【句集を読む】
万華鏡のような句集
岡田一実『記憶における沼とその他の在処』 を読む
……上田信治
「俳句」2019年3月号より転載
再読、再々読にたえる句集だと思う。
その美質は、多くの要素が響きあう重層性から生まれている。
眠い沼を汽車とほりたる扇風機
蟻の上をのぼりて蟻や百合の中
開巻すぐの同じページに並ぶ二句。摂津幸彦を思わせるシュールな味わいと、髙野素十に倣ったような写生句を、一皿に盛って供するのが作者の方法で、ひょっとしたら、蟻が画家ダリの愛好するモチーフであることも隠し味になっての、この配列なのかもしれない。

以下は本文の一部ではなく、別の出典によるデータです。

PR #11155, opened 2023-04-26
NAS-121677 / 23.10 / fix async_validators.py:resolve_hostnames()

yocalebo:
Python 3.10 removed the loop kwarg to asyncio.wait_for so by upgrading to python3.11, this raises an error. To my pleasant surprise, this is the only place that I could find where we passed a loop kwarg to asyncio.wait_for.

### DIFF
--- a/src/middlewared/middlewared/async_validators.py
+++ b/src/middlewared/middlewared/async_validators.py
@@ -87,9 +87,8 @@ async def resolve_hostname(middleware, verrors, name, hostname):
             return False
 
     try:
-        result = await asyncio.wait_for(middleware.create_task(
-            middleware.run_in_thread(resolve_host_name_thread, hostname)
-        ), 5, loop=asyncio.get_event_loop())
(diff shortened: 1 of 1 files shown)


src/middlewared/middlewared/async_validators.py
```diff
@@ -87,9 +87,8 @@ def resolve_host_name_thread(hostname):
             return False
 
     try:
-        result = await asyncio.wait_for(middleware.create_task(
-            middleware.run_in_thread(resolve_host_name_thread, hostname)
-        ), 5, loop=asyncio.get_event_loop())
+        aw = middleware.create_task(middleware.run_in_thread(resolve_host_name_thread, hostname)),
```
bmeagherix, line 90: Trailing comma?

bmeagherix (approved):

src/middlewared/middlewared/async_validators.py
yocalebo: Good catch, thanks!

岡田一実は1976年生まれ。第3回芝不器男俳句新人賞・城戸朱理奨励賞、第32回現代俳句新人賞を受賞し、現在「らん」に所属。本書は第三句集にあたる。
魚焼けば皮に火の乗る暮春かな
動詞が二つ。ことばの無駄を嫌う考え方からすれば、上五に魚の名前を入れて「○○の」としたくなるところだけれど「焼く」火が、皮の上に「乗り」移るという、小さな移動にこそ、この句の妙味はある。
蠟燭を灯しつ売りつ石蕗の花
暗渠より開渠へ落葉浮き届く
蠟燭のイメージが、単数から複数へ、夜から昼へと変化し展開していく語順の妙。二句目は暗から明への移動を「浮き届く」という縦と横を複合した動詞の身体感覚がトレースする。これも同ページに並ぶ二句。
多めの要素、多めの動詞、そして多くの方法が並行して試されているという特徴が、この句集に特筆すべき多彩さをもたらしている。
それは平成の流行をなした「言葉に無理をさせない」「余すところなく意味が分かる」書法からの「イチ抜け」であり、いわゆる昭和三十年世代の問題設定に対する「次の一手」でもある。
岡田一実は、その意味で、俳句の最も新しい書き手である佐藤文香、生駒大祐らと並走する関係にあるのだけれど、さらに言えば、河原枇杷男、三橋敏雄、永田耕衣、原石鼎、渡邊水巴といった大俳人の名前もまた次々と連想され、その印象は万華鏡のようだ。
海を浮く破墨の島や梅実る
海「を」浮く、は破格だけれど見事なフレーズで、水墨画の破墨の技法で描かれたように見えるその島は、海との関係において、自律的かつ非現実的に浮いているらしい。そこに上書きされる梅の実の色彩と量感。
具体世界の豊穣と言語的冒険、さらには濃厚に心理的なものまでを指向する重層性を持つ、この書き手に、今後も注目したい。